Stored items

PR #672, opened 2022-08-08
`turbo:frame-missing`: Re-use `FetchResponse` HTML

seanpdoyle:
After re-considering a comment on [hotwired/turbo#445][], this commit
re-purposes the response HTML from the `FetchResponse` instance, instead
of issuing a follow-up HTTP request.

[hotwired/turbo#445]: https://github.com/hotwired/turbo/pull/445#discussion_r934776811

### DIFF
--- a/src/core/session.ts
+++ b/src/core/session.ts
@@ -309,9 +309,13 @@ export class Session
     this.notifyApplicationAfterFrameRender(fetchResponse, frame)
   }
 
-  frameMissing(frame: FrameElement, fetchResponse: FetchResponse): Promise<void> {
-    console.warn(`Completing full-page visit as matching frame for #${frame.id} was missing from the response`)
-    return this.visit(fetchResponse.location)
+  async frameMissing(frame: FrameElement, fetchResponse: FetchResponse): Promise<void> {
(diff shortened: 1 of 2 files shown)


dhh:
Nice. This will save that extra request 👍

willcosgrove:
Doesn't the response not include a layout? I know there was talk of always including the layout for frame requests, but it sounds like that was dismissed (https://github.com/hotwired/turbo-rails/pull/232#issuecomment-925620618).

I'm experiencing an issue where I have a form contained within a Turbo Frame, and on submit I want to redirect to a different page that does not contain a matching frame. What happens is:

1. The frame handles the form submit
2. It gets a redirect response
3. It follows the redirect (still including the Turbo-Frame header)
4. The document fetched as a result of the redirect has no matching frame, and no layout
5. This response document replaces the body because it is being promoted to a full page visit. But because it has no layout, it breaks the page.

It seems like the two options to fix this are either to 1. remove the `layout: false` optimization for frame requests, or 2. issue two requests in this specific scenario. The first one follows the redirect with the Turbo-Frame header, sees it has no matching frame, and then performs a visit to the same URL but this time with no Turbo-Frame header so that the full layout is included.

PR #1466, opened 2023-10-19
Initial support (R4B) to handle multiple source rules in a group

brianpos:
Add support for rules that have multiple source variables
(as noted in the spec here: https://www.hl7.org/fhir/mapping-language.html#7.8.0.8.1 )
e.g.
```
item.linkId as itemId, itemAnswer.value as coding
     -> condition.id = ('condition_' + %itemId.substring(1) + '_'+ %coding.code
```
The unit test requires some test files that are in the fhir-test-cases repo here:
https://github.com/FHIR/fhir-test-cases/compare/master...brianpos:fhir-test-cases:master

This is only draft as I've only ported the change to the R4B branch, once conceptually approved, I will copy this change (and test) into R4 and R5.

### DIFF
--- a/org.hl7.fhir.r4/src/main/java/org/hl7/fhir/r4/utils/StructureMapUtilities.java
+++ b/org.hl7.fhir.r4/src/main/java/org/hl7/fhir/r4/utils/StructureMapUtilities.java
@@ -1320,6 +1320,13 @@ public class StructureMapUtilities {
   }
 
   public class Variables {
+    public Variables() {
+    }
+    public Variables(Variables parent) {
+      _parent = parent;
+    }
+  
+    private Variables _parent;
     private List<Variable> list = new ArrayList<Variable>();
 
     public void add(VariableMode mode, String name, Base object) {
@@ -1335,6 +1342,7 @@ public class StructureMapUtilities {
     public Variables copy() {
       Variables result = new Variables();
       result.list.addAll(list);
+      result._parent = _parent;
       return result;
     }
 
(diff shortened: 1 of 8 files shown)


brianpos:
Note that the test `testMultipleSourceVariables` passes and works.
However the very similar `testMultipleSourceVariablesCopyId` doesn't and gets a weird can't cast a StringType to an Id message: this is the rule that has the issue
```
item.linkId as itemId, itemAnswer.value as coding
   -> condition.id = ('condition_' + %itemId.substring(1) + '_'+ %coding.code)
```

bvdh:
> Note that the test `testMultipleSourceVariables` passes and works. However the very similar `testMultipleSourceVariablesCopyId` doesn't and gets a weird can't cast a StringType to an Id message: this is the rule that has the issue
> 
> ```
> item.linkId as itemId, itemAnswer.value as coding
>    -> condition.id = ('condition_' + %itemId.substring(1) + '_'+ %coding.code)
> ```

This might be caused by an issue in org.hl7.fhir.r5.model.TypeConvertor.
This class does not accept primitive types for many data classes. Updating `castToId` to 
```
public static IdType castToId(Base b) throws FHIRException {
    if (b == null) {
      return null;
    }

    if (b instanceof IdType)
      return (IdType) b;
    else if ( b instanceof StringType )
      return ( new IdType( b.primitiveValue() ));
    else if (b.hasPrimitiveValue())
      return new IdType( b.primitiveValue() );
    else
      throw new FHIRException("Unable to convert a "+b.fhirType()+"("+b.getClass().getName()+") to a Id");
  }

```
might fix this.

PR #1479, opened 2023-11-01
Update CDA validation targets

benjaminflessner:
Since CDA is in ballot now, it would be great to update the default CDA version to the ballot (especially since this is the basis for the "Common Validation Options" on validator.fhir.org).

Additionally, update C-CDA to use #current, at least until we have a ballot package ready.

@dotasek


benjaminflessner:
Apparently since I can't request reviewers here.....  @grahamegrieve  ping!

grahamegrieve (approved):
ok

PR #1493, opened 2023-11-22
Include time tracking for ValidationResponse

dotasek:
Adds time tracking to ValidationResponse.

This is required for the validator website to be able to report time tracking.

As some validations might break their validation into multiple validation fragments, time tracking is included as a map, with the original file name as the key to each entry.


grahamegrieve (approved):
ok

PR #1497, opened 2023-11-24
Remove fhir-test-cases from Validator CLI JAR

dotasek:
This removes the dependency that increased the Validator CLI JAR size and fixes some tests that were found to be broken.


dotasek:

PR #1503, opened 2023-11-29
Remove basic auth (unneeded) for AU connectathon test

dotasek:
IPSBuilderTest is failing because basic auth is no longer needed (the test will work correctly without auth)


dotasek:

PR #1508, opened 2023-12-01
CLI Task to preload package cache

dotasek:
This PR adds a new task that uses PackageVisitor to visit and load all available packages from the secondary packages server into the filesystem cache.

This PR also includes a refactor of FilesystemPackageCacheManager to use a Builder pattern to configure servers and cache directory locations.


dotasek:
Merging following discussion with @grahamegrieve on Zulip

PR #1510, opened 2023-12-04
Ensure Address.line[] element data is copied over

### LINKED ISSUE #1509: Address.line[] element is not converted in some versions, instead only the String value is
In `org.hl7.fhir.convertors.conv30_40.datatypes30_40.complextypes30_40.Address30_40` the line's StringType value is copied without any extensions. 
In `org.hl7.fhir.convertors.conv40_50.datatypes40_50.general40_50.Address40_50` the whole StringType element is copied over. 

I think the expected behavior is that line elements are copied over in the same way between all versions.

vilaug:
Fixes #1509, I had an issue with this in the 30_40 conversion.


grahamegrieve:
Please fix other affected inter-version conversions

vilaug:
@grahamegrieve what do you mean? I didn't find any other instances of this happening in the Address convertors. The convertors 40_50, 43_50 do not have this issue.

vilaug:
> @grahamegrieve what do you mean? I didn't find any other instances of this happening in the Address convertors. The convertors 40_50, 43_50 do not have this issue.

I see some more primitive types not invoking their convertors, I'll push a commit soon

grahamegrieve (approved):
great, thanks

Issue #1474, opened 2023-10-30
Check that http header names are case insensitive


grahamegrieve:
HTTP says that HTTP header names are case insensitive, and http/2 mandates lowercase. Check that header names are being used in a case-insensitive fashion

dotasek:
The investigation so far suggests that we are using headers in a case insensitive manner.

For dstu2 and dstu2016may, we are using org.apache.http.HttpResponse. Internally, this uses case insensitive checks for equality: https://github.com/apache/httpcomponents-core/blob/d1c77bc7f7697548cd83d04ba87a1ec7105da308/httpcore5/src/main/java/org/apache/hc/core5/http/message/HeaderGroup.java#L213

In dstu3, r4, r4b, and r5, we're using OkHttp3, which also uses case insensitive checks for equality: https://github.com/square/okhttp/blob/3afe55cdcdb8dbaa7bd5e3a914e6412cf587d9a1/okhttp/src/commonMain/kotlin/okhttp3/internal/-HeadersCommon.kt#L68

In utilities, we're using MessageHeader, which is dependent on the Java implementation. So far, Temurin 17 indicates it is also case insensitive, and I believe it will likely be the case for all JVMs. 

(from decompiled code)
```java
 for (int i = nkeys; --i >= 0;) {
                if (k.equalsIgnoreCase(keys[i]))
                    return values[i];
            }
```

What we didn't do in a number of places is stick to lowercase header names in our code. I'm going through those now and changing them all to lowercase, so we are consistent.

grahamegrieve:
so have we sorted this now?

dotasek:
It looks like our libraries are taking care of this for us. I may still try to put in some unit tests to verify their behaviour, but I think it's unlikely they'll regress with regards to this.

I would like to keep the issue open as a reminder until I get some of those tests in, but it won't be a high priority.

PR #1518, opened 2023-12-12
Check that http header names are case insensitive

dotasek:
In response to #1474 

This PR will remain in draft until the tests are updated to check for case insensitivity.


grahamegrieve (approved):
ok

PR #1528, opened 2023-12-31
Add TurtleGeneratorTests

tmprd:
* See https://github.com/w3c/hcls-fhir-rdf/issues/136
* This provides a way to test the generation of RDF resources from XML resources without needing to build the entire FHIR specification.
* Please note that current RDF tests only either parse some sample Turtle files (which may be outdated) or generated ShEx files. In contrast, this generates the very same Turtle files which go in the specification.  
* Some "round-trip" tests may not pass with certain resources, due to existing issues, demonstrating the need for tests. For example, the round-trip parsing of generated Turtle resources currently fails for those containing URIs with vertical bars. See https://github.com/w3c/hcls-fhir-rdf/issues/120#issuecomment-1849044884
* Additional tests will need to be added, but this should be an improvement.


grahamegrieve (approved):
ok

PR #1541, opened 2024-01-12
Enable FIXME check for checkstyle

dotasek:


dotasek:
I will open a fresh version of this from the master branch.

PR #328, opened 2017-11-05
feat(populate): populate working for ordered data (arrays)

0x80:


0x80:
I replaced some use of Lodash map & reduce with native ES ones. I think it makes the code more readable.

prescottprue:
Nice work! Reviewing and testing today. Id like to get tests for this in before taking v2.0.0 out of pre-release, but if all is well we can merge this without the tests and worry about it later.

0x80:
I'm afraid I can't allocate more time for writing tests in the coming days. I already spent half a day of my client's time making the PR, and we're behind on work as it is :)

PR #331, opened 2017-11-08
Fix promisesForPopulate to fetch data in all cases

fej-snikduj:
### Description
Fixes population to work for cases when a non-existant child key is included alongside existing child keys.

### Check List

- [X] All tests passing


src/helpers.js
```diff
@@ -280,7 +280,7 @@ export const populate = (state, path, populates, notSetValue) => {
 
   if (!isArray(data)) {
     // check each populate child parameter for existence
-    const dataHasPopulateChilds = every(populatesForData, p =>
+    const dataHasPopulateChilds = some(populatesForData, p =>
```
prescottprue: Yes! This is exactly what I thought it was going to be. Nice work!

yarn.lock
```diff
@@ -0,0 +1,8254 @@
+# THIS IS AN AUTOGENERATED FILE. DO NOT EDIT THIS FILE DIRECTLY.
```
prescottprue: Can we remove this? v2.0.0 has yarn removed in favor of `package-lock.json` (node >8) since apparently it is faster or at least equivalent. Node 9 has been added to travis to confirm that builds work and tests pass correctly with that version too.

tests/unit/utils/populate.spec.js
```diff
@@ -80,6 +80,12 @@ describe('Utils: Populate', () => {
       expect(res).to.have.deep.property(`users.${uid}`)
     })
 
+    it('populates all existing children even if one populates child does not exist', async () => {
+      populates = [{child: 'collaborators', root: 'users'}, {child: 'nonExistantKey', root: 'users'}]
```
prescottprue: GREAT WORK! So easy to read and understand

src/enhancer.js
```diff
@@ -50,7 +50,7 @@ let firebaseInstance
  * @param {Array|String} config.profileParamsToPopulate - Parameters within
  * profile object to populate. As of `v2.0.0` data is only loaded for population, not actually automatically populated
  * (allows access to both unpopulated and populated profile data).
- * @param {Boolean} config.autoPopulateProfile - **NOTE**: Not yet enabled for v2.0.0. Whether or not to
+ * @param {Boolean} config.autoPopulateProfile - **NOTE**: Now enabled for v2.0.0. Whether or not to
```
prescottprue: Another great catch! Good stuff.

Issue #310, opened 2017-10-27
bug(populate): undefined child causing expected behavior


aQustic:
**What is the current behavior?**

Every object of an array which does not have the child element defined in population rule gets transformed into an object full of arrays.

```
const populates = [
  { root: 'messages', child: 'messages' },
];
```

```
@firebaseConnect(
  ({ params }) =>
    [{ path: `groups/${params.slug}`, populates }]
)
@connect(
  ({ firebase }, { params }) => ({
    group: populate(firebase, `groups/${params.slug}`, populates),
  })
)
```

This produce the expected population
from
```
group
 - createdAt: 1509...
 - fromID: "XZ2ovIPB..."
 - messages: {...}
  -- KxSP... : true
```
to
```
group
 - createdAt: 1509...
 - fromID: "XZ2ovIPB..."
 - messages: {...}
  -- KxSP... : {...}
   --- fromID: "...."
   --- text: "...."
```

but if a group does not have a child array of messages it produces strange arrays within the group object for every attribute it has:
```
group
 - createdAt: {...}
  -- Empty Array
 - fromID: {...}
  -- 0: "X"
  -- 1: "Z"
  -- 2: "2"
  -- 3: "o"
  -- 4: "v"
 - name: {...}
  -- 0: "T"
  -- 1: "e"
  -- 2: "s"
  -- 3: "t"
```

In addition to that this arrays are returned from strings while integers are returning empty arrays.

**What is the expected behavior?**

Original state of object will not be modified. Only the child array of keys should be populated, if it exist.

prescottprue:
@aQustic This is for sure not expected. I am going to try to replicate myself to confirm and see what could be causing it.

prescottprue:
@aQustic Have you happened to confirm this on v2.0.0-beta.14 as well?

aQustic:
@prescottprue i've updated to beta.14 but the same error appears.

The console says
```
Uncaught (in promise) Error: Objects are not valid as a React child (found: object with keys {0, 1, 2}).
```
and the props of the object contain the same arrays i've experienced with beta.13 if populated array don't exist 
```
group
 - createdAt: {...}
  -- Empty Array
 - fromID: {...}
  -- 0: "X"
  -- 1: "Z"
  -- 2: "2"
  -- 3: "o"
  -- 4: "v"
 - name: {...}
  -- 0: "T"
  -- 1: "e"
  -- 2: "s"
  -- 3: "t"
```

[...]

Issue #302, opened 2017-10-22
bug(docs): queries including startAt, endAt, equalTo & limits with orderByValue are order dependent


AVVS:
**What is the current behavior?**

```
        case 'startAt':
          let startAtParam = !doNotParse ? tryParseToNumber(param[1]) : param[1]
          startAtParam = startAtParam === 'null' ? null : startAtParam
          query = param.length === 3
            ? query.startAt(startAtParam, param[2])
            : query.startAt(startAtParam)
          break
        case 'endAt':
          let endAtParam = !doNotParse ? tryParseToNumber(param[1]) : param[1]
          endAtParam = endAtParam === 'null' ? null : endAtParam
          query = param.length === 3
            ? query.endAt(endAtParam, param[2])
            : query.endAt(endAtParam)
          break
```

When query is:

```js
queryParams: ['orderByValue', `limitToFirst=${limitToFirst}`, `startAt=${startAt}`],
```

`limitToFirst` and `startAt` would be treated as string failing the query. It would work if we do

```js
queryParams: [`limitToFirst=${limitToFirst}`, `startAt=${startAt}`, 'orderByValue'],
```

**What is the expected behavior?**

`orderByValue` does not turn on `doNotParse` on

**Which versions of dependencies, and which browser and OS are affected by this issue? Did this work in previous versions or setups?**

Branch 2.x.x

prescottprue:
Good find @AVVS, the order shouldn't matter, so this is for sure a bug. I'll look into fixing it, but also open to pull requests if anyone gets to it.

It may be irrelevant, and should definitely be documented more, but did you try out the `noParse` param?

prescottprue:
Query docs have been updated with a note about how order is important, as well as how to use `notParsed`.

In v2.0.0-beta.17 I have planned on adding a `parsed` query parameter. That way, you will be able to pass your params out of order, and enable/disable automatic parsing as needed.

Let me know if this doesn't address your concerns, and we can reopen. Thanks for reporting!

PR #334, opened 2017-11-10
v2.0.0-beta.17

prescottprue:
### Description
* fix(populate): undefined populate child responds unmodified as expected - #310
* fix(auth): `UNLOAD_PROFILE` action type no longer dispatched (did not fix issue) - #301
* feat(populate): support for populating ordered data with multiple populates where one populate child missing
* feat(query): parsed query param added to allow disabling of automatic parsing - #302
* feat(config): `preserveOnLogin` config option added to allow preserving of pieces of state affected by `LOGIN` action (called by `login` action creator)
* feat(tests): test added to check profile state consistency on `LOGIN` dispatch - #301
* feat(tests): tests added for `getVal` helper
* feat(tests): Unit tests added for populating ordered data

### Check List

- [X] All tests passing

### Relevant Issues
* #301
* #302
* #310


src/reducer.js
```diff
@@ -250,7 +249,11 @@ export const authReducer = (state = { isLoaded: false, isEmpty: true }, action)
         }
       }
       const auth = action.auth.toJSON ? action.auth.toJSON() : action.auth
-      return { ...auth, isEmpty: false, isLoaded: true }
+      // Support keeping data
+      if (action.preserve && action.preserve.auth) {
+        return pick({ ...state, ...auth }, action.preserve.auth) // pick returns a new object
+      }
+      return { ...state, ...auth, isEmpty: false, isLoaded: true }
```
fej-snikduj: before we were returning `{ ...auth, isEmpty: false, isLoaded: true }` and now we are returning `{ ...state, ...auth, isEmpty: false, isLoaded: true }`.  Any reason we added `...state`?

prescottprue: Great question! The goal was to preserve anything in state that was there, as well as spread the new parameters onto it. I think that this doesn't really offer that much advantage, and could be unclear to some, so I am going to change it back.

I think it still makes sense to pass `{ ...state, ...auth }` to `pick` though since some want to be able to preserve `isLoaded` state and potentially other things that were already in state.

=== WHAT YOU SHOULD DO ===
Where a line in the records above includes the string "layout", show it.

=== SOLUTION TO THE EXERCISE ===
Doesn't the response not include a layout? I know there was talk of always including the layout for frame requests, but it sounds like that was dismissed (https://github.com/hotwired/turbo-rails/pull/232#issuecomment-925620618).
4. The document fetched as a result of the redirect has no matching frame, and no layout
5. This response document replaces the body because it is being promoted to a full page visit. But because it has no layout, it breaks the page.
It seems like the two options to fix this are either to 1. remove the `layout: false` optimization for frame requests, or 2. issue two requests in this specific scenario. The first one follows the redirect with the Turbo-Frame header, sees it has no matching frame, and then performs a visit to the same URL but this time with no Turbo-Frame header so that the full layout is included.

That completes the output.